__THE PROBLEM__
Which lines of the data below contain "symengine"? Please show them all.

__SUPPLIED RECORDS__
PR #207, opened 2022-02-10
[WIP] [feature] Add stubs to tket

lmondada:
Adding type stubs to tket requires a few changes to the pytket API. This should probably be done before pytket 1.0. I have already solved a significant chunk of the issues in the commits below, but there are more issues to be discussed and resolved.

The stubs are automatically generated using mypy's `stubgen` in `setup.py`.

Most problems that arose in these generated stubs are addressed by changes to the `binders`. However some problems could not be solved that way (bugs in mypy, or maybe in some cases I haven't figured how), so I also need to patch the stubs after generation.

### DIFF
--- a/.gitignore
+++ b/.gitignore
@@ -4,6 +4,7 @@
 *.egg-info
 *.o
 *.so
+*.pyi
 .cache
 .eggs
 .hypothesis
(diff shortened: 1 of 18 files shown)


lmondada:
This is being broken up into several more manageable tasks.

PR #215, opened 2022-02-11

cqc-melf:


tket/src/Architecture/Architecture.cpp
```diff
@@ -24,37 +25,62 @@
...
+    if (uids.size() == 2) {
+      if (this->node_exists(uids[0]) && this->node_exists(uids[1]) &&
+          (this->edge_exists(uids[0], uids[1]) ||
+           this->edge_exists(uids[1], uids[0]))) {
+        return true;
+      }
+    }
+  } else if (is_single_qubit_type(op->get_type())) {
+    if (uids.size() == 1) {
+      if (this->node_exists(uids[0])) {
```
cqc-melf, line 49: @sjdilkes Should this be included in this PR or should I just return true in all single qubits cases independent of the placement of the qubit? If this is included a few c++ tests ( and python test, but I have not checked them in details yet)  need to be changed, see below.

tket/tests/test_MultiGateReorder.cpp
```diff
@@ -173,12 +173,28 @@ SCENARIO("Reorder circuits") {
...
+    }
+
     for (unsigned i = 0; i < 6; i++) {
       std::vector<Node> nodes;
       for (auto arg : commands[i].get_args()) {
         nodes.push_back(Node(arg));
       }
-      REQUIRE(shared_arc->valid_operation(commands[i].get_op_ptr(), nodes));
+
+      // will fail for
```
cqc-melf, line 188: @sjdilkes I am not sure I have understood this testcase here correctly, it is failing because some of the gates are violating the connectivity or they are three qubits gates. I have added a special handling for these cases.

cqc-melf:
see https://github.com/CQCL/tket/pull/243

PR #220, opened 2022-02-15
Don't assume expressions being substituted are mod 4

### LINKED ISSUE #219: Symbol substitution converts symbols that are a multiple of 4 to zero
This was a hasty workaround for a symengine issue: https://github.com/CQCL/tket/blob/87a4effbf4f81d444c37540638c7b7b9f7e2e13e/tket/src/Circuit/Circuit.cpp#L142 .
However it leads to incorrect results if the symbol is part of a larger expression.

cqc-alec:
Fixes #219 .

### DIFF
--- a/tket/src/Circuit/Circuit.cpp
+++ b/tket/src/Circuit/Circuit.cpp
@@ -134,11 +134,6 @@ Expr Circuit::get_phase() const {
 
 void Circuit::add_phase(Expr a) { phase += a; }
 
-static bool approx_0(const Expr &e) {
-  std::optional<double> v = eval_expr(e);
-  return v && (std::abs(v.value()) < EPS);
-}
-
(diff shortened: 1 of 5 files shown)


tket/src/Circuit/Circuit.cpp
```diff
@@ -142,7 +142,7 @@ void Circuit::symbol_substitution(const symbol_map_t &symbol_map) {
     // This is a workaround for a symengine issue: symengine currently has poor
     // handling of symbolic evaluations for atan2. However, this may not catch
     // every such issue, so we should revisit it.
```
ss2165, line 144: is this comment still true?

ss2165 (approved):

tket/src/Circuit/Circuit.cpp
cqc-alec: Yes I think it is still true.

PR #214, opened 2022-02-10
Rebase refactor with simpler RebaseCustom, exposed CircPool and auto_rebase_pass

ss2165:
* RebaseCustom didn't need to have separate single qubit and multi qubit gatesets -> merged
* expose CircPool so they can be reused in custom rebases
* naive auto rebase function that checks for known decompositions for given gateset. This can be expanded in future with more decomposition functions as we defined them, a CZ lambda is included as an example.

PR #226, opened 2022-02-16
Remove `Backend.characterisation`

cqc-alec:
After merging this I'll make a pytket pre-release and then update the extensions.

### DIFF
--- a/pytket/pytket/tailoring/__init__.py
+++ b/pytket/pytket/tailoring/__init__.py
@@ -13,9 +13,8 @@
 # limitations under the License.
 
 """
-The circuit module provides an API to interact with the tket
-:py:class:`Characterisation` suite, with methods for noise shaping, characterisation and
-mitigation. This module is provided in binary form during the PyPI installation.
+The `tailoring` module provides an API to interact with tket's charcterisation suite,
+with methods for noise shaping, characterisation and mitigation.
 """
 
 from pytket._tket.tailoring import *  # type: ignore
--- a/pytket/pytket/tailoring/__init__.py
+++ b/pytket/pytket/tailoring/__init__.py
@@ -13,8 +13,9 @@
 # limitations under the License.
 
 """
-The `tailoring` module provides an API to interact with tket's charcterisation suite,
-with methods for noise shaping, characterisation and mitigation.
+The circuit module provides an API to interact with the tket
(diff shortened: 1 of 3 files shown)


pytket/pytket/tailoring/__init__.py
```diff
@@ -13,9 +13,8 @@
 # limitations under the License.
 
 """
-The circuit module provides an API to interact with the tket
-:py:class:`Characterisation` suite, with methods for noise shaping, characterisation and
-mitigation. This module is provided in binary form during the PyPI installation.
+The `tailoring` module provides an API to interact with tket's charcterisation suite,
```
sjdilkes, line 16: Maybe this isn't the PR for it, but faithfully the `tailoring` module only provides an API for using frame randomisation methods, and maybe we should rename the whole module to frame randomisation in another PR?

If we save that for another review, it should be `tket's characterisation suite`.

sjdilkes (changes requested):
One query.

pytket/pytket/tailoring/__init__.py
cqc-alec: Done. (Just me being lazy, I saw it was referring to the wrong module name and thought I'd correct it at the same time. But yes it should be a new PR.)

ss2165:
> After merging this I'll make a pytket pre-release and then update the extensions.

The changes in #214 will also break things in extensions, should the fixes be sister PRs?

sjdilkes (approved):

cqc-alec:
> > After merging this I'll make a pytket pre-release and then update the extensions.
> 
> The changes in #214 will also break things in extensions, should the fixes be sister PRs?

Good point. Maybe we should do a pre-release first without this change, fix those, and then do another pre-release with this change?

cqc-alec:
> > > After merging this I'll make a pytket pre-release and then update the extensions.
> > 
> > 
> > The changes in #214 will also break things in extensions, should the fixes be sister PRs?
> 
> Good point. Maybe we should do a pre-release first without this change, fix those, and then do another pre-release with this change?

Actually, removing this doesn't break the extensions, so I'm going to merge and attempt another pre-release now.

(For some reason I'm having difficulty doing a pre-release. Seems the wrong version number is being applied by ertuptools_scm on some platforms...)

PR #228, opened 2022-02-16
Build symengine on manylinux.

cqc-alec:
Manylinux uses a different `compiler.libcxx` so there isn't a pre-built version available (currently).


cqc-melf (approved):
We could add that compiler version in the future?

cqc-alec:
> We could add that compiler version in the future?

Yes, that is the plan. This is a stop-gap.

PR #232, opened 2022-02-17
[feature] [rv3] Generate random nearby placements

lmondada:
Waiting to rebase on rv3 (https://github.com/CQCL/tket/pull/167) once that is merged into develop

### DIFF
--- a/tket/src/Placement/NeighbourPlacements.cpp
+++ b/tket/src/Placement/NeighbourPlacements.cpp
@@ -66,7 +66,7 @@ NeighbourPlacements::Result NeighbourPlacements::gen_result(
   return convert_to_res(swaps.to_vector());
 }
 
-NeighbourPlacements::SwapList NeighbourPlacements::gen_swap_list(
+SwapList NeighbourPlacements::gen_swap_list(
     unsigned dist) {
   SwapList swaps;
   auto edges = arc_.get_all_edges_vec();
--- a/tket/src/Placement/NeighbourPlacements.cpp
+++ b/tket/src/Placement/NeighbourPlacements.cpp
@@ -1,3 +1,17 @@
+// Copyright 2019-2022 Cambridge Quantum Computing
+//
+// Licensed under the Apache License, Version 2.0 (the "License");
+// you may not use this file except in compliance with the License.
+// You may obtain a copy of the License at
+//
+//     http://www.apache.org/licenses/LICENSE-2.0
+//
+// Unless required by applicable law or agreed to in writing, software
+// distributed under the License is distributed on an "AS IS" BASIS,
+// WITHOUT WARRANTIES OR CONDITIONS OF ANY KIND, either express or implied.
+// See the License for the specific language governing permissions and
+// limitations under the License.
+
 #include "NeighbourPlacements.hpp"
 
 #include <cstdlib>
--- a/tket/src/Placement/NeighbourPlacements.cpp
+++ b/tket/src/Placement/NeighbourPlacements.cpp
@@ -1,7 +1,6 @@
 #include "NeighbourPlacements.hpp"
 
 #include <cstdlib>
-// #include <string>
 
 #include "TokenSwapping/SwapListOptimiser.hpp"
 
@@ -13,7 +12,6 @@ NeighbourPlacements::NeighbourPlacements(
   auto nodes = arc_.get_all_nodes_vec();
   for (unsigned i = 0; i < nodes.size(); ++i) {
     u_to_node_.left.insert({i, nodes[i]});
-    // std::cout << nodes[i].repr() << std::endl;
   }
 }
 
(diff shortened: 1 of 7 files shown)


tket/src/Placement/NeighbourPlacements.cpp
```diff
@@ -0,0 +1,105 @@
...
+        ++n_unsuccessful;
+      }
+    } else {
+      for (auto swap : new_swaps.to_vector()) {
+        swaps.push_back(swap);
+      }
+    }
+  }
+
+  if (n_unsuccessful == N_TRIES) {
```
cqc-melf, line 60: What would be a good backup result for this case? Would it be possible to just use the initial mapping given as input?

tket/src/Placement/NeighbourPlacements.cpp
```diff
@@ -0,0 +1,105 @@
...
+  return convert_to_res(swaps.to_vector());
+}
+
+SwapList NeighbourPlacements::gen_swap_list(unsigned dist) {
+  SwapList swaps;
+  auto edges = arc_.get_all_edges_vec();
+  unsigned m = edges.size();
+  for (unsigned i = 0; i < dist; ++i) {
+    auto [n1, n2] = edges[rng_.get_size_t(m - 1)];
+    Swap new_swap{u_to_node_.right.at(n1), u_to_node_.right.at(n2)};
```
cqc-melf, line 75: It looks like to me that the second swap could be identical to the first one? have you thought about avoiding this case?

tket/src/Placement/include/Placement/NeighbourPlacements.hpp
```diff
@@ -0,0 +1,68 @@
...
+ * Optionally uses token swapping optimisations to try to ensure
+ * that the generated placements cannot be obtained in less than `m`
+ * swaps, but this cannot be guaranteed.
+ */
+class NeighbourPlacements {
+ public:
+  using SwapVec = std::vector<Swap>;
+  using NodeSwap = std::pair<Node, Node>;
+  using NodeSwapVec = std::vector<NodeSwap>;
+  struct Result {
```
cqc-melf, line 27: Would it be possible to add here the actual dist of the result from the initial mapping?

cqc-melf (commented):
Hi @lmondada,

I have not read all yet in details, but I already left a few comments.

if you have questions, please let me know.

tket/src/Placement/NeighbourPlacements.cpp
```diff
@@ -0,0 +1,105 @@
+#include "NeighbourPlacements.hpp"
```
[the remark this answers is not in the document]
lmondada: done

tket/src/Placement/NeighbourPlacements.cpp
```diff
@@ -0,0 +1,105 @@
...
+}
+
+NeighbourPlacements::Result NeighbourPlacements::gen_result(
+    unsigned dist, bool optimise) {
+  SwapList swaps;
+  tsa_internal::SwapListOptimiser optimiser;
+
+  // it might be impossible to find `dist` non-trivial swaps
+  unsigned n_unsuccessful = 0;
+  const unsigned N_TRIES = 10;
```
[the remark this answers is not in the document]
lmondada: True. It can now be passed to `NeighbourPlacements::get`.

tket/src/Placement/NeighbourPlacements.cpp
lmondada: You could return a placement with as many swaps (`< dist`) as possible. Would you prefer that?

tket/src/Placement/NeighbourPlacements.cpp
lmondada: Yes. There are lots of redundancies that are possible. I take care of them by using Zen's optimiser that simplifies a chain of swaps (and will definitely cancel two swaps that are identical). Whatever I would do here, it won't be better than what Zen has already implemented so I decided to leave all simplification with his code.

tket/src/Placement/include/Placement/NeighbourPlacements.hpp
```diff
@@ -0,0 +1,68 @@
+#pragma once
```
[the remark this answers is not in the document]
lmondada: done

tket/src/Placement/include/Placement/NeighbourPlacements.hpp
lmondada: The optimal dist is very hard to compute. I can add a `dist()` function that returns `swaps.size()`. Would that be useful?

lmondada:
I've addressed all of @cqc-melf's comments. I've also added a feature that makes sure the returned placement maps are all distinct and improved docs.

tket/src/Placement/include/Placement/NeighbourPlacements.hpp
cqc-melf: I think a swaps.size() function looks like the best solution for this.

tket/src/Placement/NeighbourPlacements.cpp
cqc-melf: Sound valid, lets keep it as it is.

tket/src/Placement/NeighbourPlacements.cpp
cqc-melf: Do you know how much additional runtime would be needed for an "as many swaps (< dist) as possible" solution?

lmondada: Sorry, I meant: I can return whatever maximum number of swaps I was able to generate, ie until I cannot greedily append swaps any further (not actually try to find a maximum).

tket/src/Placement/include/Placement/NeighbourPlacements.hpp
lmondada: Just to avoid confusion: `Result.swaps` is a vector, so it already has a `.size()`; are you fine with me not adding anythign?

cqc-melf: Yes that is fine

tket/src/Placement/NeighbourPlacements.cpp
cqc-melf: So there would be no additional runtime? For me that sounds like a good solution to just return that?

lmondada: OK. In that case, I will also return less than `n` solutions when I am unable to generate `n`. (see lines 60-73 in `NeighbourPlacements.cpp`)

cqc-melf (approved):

__REPLY TO THE TASK__
This was a hasty workaround for a symengine issue: https://github.com/CQCL/tket/blob/87a4effbf4f81d444c37540638c7b7b9f7e2e13e/tket/src/Circuit/Circuit.cpp#L142 .
     // This is a workaround for a symengine issue: symengine currently has poor
Build symengine on manylinux.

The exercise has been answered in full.